I mentioned this in another thread, but I'll retell my story here just in case. I have an AGR Mastercard linked with my AGR account, and my wife has an AGR account in her name too, with no credit card. Between the points we earn on the credit card, Points for Shopping, and the bonus points-buying opportunities, we've managed to take a long-distance train trip every summer for the past few years without actually buying a ticket. So, although she signed up when we took our first trip back in 2007, she hasn't traveled on a purchased ticket since then.

Last June (2014) AGR offered a point-buying bonus: 50% extra points when you purchase 10,000 points. I had already purchased some points on my account this year, so I was not eligible for the 50% bonus on my account, so we decided to buy 10,000 points on my wife's account, & use them on our trip next summer.

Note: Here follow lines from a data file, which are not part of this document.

PR #6621, opened 2020-04-26
Match in-game forme names

TheImmortal:
This removes the dash and replaces it with a space to match in-game forme names for the following Pokemon:

Pikachu-Rock Star
Pikachu-Pop Star
Necrozma-Dusk Mane
Necrozma-Dawn Wings
Toxtricity-Low Key


data/pokedex.ts
```diff
@@ -14488,7 +14488,7 @@ export const BattlePokedex: {[speciesid: string]: SpeciesData} = {
 	},
 	toxtricitylowkeygmax: {
 		num: 849,
-		name: "Toxtricity-Low-Key-Gmax",
+		name: "Toxtricity-Low Key-Gmax",
 		baseSpecies: "Toxtricity",
 		forme: "Gmax",
```
TheImmortal, line 14493: This should be Low Key-Gmax?

KrisXV: Yes imo

Zarel:
I went over this in staff.

In English, "A-B C" is grouped "(A B) C" not "A (B C)". For instance: `low-end car` means `"low end" car`. So `Toxtricity-Low Key-Gmax` would mean `"Toxtricity Low" "Key Gmax"`.

You would need to write "A - B C" to group them "A (B C)". Which would look like: `Toxtricity – Low Key – Gmax`.

Which would still look ugly, I think. The only reason PS uses dashes is because of Smogon. Otherwise, I'd probably rather have it be `Toxtricity (Low Key) (Gmax)`.

We could switch, if enough people are in favor.

The advantage of the dash is that it's easier to type. I think a lot of users actively type "Rotom-Wash" or "Rotom-W", but basically no one is going to type "Rotom (Wash)".

Another option is to put the forme first: "Dusk Mane Necrozma", "Mega Kangaskhan", "Gmax Low Key Toxtricity". I don't like that option because I think the species is most important and should go first, for sorting but also for glancing or skimming through lists to find a Pokémon.

Zarel:
In conclusion, acceptable options:

- `Toxtricity (Low Key) (Gmax)`
- `Toxtricity - Low Key - Gmax`
- `Gmax Low Key Toxtricity`

Unacceptable options:

- `Toxtricity-Low Key-Gmax` ← grammatically incorrect

Zarel:
Also: In English, it's normal and grammatically correct to replace spaces with dashes in dash constructs. For instance:

"This car is high end."

"This is a high-end car."

That's why I don't have a problem with `Toxtricity-Low-Key-Gmax`.

TheImmortal:
What about Toxtricity-Low Key (Gmax)? I think that makes more sense.

TheImmortal:
In the same way, we can make Raticate-Alola (Totem).

Zarel:
Let's discuss in Staff. I want PS and Smogon to match, anyway.

(But the short answer is no, "Toxtricity-Low" and "Key" aren't meaningful words by themselves.)

Zarel:
The Staff discussion with most people preferring `Toxtricity-Low-Key-Gmax` to the alternatives. We did agree that `forme: "Low Key Gmax"` made sense, though, although that'll need more investigation to see if it breaks anything.

PR #7922, opened 2021-01-17
Megas for All: slate 26 + various balance changes

HematiteH2O:
Sweet, I think this passes the checks now! (or at least it does on my end!)
To summarize the changes:

* we banned Spectrier
* we removed four moves from Starmie and added new moves to Leavanny, Klinklang, Exploud, Toxtricity and Noivern
* we changed the stats of Bibarel, Leavanny and Bisharp
* because of slate 26, there are now four new Mega Evolutions (Exploud, Noivern and both Toxtricity) and three Mega Stones accordingly, and two new Abilities for Exploud and Noivern
* then one old Ability (Diamond Dust for Aurorus) was revised as a new weather condition, and I had to alter moves and Abilities that are affected by hail for compatibility with it

That should be all for us to be live again through slate 26! Let me know if anything seems amiss and I will do whatever I can to correct it! C:


Zarel (approved):
Nothing looks obviously wrong to me. I'll merge if Kris is too busy to review over the next dayish.

PR #7931, opened 2021-01-20
Change help for makegroupchat

sirKiraUzumaki:


server/chat-commands/room-settings.ts
```diff
@@ -784,6 +784,7 @@ export const commands: ChatCommands = {
 	makegroupchathelp: [
 		`/makegroupchat [roomname] - Creates an invite-only group chat named [roomname].`,
 		`/subroomgroupchat [roomname] - Creates a subroom groupchat of the current room. Can only be used in a public room you have staff in.`,
+		`Requires: % @ # &`,
```
xInstruct, line 787: I mean, global voices can make groupchats too.

Might want to modify it to include that I am but not sure how to do it succinctly.

sirKiraUzumaki: maybe it can be like this: Requires: Trusted Users

sirKiraUzumaki: maybe I should add it in line 785

AnnikaCodes, line 787:
```suggestion
		`Only users who are staff in a public room or global auth can make groupchats.`,
```
This is how I would word it.

AnnikaCodes:
Also, as per [our commit message guidelines](https://github.com/smogon/pokemon-showdown/blob/master/CONTRIBUTING.md#cm3-grammar), your PR name shouldn't end in a period.

sirKiraUzumaki:
> Also, as per [our commit message guidelines](https://github.com/smogon/pokemon-showdown/blob/master/CONTRIBUTING.md#cm3-grammar), your PR name shouldn't end in a period.

Opps sorry, I will make sure not to do this again.

AnnikaCodes (approved):
Looks fine to me. Thanks!

PR #7935, opened 2021-01-21
Fix excluded params in /ms

Kalest3:
The pivot parameters apparently, when excluded with !, were returning all movements, including pivot moves. Same with recoil moves. This PR fix it.


DaWoblefet:
Ummm this should have been fixed already in https://github.com/smogon/pokemon-showdown/pull/7859

The behavior seems accurate on PS too:
image

Is there something else this PR does?

Kalest3:
After aviettran PR, with /nms !pivot, you can see all the movements in the Pokémon. However, it does not exclude pivot moves (you can see that U-turn and Flip Turn are still there). These moves are excluded with my PR.

server/chat-plugins/datasearch.ts
```diff
@@ -1725,20 +1727,22 @@ function runMovesearch(target: string, cmd: string, canAll: boolean, message: st
...
-					hasRecovery = !!move.drain || !!move.flags.heal;
-				} else if (recoveryType === "zrecovery") {
-					hasRecovery = (move.zMove?.effect === 'heal');
-				}
-				if (hasRecovery === alts.other[recoveryType]) {
-					matched = true;
-					break;
-				}
-			}
+			if (!zrecoveryUndefined || recoveryUndefined === false) {
```
AnnikaCodes, line 1730:
```suggestion
			if (!zrecoveryUndefined) {
```
If `something` is equal to `false` then `!something` will always be true.

Kalest3: !recovery doesn't work with this change

image

AnnikaCodes: Oh, I misread `recoveryUndefined` as `zrecoveryUndefined`.

Kalest3: well, i tried !recoveryUndefined, and !pivot and !recoil still with errors. I tried recoveryUndefined (without !), and zrecovery doesn't works

AnnikaCodes (commented):
I'm not familiar with the details of movesearch.

server/chat-plugins/datasearch.ts
Zarel: Is there a reason one of them is `=== false` and the other one is `!`? And why they're comparing with undefined instead of the usual existence check?

Kalest3: Indeed. `=== false` is useless as long as both variables are `!`
However, i didn't get positive results on my local server without `undefined`

server/chat-plugins/datasearch.ts
```diff
@@ -1725,20 +1727,22 @@ function runMovesearch(target: string, cmd: string, canAll: boolean, message: st
...
+					 hasRecovery = !!move.drain || !!move.flags.heal;
+				 } else if (recoveryType === "zrecovery") {
+					 hasRecovery = (move.zMove?.effect === 'heal');
+				 }
+				 if (hasRecovery === alts.other[recoveryType]) {
+					 matched = true;
+					 break;
+				 }
+			    }
+		    }
```
AnnikaCodes, line 1743:
```suggestion
			if (!zrecoveryUndefined || !recoveryUndefined) {
				for (const recoveryType in alts.other) {
					let hasRecovery = false;
					if (recoveryType === "recovery") {
						hasRecovery = !!move.drain || !!move.flags.heal;
					} else if (recoveryType === "zrecovery") {
						hasRecovery = (move.zMove?.effect === 'heal');
					}
					if (hasRecovery === alts.other[recoveryType]) {
						matched = true;
						break;
					}
				}
			}
```
This isn't indented properly.

AnnikaCodes:
Er, @Zarel @KrisXV, do either of you have opinions on this? I haven't worked on movesearch in a while, and so I'm a little apprehensive about merging this fix.

AnnikaCodes:
bump?

PR #7937, opened 2021-01-22
Add machine-learning based monitors

mia-pi-git:
Aeonic said it was fine to go ahead and PR this now. 
Yes, the static train method is a bit hacky, but training is so heavy on the processes (and it blocks the process entirely since it's sync) that it's the best solution that doesn't involve also holding up the messages.

### DIFF
--- a/server/chat-plugins/net-filters.ts
+++ b/server/chat-plugins/net-filters.ts
@@ -131,6 +131,7 @@ export const chatfilter: ChatFilter = function (message, user, room) {
 			}
 		}
 	})();
+	return undefined;
 };
 
 export const PM = new QueryProcessManager<NetQuery, any>(module, query => {
--- a/server/chat-plugins/net-filters.ts
+++ b/server/chat-plugins/net-filters.ts
@@ -6,7 +6,7 @@
  * @author mia-pi-git
  */
 
-import {QueryProcessManager, QueryProcessWrapper} from '../../lib/process-manager';
+import {QueryProcessManager} from '../../lib/process-manager';
 import {FS} from '../../lib/fs';
 import {Utils} from '../../lib/utils';
 import {Config} from '../config-loader';
@@ -83,7 +83,9 @@ export class NeuralNetChecker {
 		// do the training in its own process
 		const result = await PM.queryTemporaryProcess({type: 'train', data});
 		// load it into the main process that we're querying
-		await PM.query({type: 'load', data: PATH});
+		for (const process of PM.processes) {
+			process.query({type: 'load', data: PATH});
+		}
 		return result;
 	}
 }
--- a/server/chat-plugins/net-filters.ts
+++ b/server/chat-plugins/net-filters.ts
@@ -84,7 +84,7 @@ export class NeuralNetChecker {
 		const result = await PM.queryTemporaryProcess({type: 'train', data});
 		// load it into the main process that we're querying
 		for (const process of PM.processes) {
-			process.query({type: 'load', data: PATH});
+			await process.query({type: 'load', data: PATH});
 		}
 		return result;
 	}
--- a/server/chat-plugins/net-filters.ts
+++ b/server/chat-plugins/net-filters.ts
@@ -79,15 +79,9 @@ export class NeuralNetChecker {
 		// acceptable to drop since training is very slow
 		return result;
 	}
-	static trainingProcesses: QueryProcessWrapper[] = [];
 	static async train(data: TrainingLine[]) {
-		const process = PM.createProcess();
-		this.trainingProcesses.push(process);
 		// do the training in a separate process (which we never add to PM.processes so it doesn't get pinged for other requests)
-		const result = await process.query({type: 'train', data});
-		// kill process
-		this.trainingProcesses.splice(this.trainingProcesses.indexOf(process), 1);
-		process.destroy();
+		const result = await PM.queryTemporaryProcess({type: 'train', data});
 		// load it into the main process that we're querying
 		await PM.query({type: 'load', data: PATH});
 		return result;
@@ -165,6 +159,7 @@ if (!PM.isParentProcess) {
 	// we only want to spawn one network, when it's the subprocess
 	// otherwise, we use the PM for interfacing with the network
 	net = new NeuralNetChecker(PATH);
+	// eslint-disable-next-line no-eval
 	Repl.start('net-filters', cmd => eval(cmd));
 } else {
 	PM.spawn(NUM_PROCESSES);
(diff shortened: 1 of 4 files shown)


server/chat-plugins/net-filters.ts
```diff
@@ -0,0 +1,217 @@
...
+			this.model = null;
+		}
+		if (path) this.load(path);
+	}
+	async train(data: TrainingLine[], iterations?: number) {
+		// 100 has good perf but is still effective
+		if (!iterations) iterations = 100;
+		const now = Date.now();
+		await FS(PATH).copyFile(PATH + '.backup');
+		this.model?.train(data, {iterations});
```
Zarel, line 46: something something design principle silent failure

server/chat-plugins/net-filters.ts
```diff
@@ -0,0 +1,217 @@
...
+		const process = PM.createProcess();
+		this.trainingProcesses.push(process);
+		// do the training in a separate process (which we never add to PM.processes so it doesn't get pinged for other requests)
+		const result = await process.query({type: 'train', data});
+		// kill process
+		this.trainingProcesses.splice(this.trainingProcesses.indexOf(process), 1);
+		process.destroy();
+		// load it into the main process that we're querying
+		await PM.query({type: 'load', data: PATH});
+		return result;
```
Zarel, line 82: I explained in DMs, but there's no reason for you to use a process manager for this. This is exactly what `child_process` is for.

server/chat-plugins/net-filters.ts
```diff
@@ -0,0 +1,217 @@
...
+			const minCount = Config.netfilterlimit || 20;
+			if (hits[room.roomid][user.id] >= minCount) {
+				Rooms.get('upperstaff')?.add(
+					`|c|&|/log [ERPMonitor] Suspicious messages detected in <<${room.roomid}>>`
+				).update();
+				hits[room.roomid][user.id] = 0; // so they can't spam messages
+			}
+		}
+	})();
+	return undefined;
```
Zarel, line 122:
```suggestion
```

server/chat-plugins/net-filters.ts
Zarel: Also: this is already a subprocess! PM was never written for sub-subprocesses.

mia-pi-git: No? This is run from the command in the main process.

Zarel: Oh, I see. Still, this is what `child_process` is for.

server/chat-plugins/net-filters.ts
```diff
@@ -0,0 +1,227 @@
...
+ * @author mia-pi-git
+ */
+
+import {QueryProcessManager, QueryProcessWrapper} from '../../lib/process-manager';
+import {FS} from '../../lib/fs';
+import {Utils} from '../../lib/utils';
+import {Config} from '../config-loader';
+
+const PATH = "config/chat-plugins/net.json";
+const MAX_PROCESSES = Config.netfilterprocesses || 1;
```
Zarel, line 15: Shouldn't this be `NUM_PROCESSES`? In what sense is this a max?

server/chat-plugins/net-filters.ts
mia-pi-git: Modified this in the checkAllowed() function so that it should always loudly fail in the command if it exists.

server/chat-plugins/net-filters.ts
```diff
@@ -0,0 +1,228 @@
...
+			this.model = null;
+		}
+		if (path) this.load(path);
+	}
+	async train(data: TrainingLine[], iterations?: number) {
+		// 100 has good perf but is still effective
+		if (!iterations) iterations = 100;
+		const now = Date.now();
+		await FS(PATH).copyFile(PATH + '.backup');
+		if (!this.model) return;
```
Zarel, line 55: This is still a silent failure...

server/chat.ts
```diff
@@ -92,7 +92,7 @@ export type ChatFilter = ((
 	connection: Connection,
 	targetUser: User | null,
 	originalMessage: string
-) => string | false | null | undefined) & {priority?: number};
+) => string | false | null | undefined | void) & {priority?: number};
```
Zarel, line 95: Oh! That's why you had `return undefined`. I think the `return undefined` opt-in might be better, then.

server/chat-plugins/net-filters.ts
```diff
@@ -0,0 +1,249 @@
...
+		return 'success';
+	}
+}, PM_TIMEOUT);
+
+if (!PM.isParentProcess) {
+	global.Config = Config;
+	// we only want to spawn one network, when it's the subprocess
+	// otherwise, we use the PM for interfacing with the network
+	net = new NeuralNetChecker(PATH);
+	Repl.start('net-filters', cmd => eval(cmd));
```
Zarel, line 168:
```suggestion
	// eslint-disable-next-line no-eval
	Repl.start('net-filters', cmd => eval(cmd));
```

server/chat-plugins/net-filters.ts
mia-pi-git: Updated to handle new refactor!

server/chat-plugins/net-filters.ts
```diff
@@ -0,0 +1,244 @@
...
+		if (!this.model) return result;
+		try {
+			result = this.model.run(data);
+		} catch (e) {}
+		// usually means someone didn't train it, carry on
+		// acceptable to drop since training is very slow
+		return result;
+	}
+	static async train(data: TrainingLine[]) {
+		// do the training in a separate process (which we never add to PM.processes so it doesn't get pinged for other requests)
```
Zarel, line 83:
```suggestion
		// do the training in its own process
```

server/chat-plugins/net-filters.ts
```diff
@@ -0,0 +1,244 @@
...
+		const result = await PM.queryTemporaryProcess({type: 'train', data});
+		// load it into the main process that we're querying
+		await PM.query({type: 'load', data: PATH});
```
Zarel, line 86: Wait, this only works if you have exactly one process... PM isn't designed to be used like that. :s

Zarel: I guess it's fine but `Config.netfilterprocesses` can't exist if you do this.

server/chat-plugins/net-filters.ts
```diff
@@ -0,0 +1,244 @@
+/**
+ * Neural net chatfilters.
+ * These are in a separate file so that they don't crash the other filters.
+ * (issues with globals, etc)
+ * by Mia.
+ * @author mia-pi-git
+ */
+
+import {QueryProcessManager, QueryProcessWrapper} from '../../lib/process-manager';
```
Zarel, line 9:
```suggestion
import {QueryProcessManager} from '../../lib/process-manager';
```

server/chat-plugins/net-filters.ts
mia-pi-git: Alright. We probably can do with that for now? Or I could just iterate each process and query each of them to load them?

Zarel:
I don't see anything obviously wrong, here. Let's see how this goes.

All well and good - until she got her October 2014 AGR statement. Her balance had dropped from 15,000 points to zero. We've e-mailed and spoken to Amtrak several times this week, and finally straightened everything out, but here's the point: since she hasn't traveled on a purchased ticket since 2007, her account basically "expired" in 2010 (36 months after her last paid trip).

I understood the 36-months rule, and I knew that the points from 2007 had expired. What I didn't realize was that any points earned since then were subject to immediate cancellation at any time. In her case, she bought points in June 2014, and Amtrak just happened to "purge" her account in September 2014 - three months later. Technically, they could have purged her account the very day she bought the points! In a sense, she had a "zombie" account - it was active, but not really alive, and the points could have (and did) disappear at any time.

A very nice AGR representative helped us out - they restored the points, with the warning that they might also get "purged" again at any time. As the nice AGR lady (and several AU members in the other thread) suggested, we immediately applied for an AGR Mastercard in my wife's name on her AGR account. This will prevent her points from expiring, and as an added bonus we get 12,000 points on her account after spending $500.

So it all worked out in the end, but I just thing it's a weird flaw in the AGR program. Once your points expire after 36 months of non-travel, you'd think AGR would be more clear about your account's status. If your account is subject to random purges at that time, they should just block you from earning any points at all (purchasing, shopping, whatever) until you accrue actual miles and "activate" your account again. To do otherwise just invents an unfortunate customer service situation like ours.


----------



## the_traveler (Nov 22, 2014)

She did not "earn" any points since that trip in 2007! :excl: Unlike airline FFPs, the only way to earn points to "reset the clock" is by actual travel on Amtrak. Earning points by shopping or buying points do not reset the 36-month clock! But a 1 stop $5 trip will.


----------



## TinCan782 (Nov 22, 2014)

I've got the AGR credit card and I do take paid short trips each year so, I'm not in the category of having expiring points. Your experience is interesting however in that ALL the points vanished after the 36 month clock ran out. I would have figured only the 36-month old points would go and the others would remain until their clock ran out.


----------



## the_traveler (Nov 22, 2014)

The "other points" had the clock run out, since they were not earned the "clock" was that they expire within the 36 month period of the last paid trip. (In other words they expire in -0- months or within 36 months after a paid trip, whichever is longer. Since the last paid was in 2007 - which was more than 36 months ago - they were subject to cancellation after -0- months!)


----------



## AmtrakBlue (Nov 23, 2014)

It would be nice if when buying points it checks if the account is inactive (>36 months since last paid trip) and warn you that the points will expire soon without a paid trip.


----------



## D.P. Roberts (Nov 24, 2014)

AmtrakBlue said:


> It would be nice if when buying points it checks if the account is inactive (>36 months since last paid trip) and warn you that the points will expire soon without a paid trip.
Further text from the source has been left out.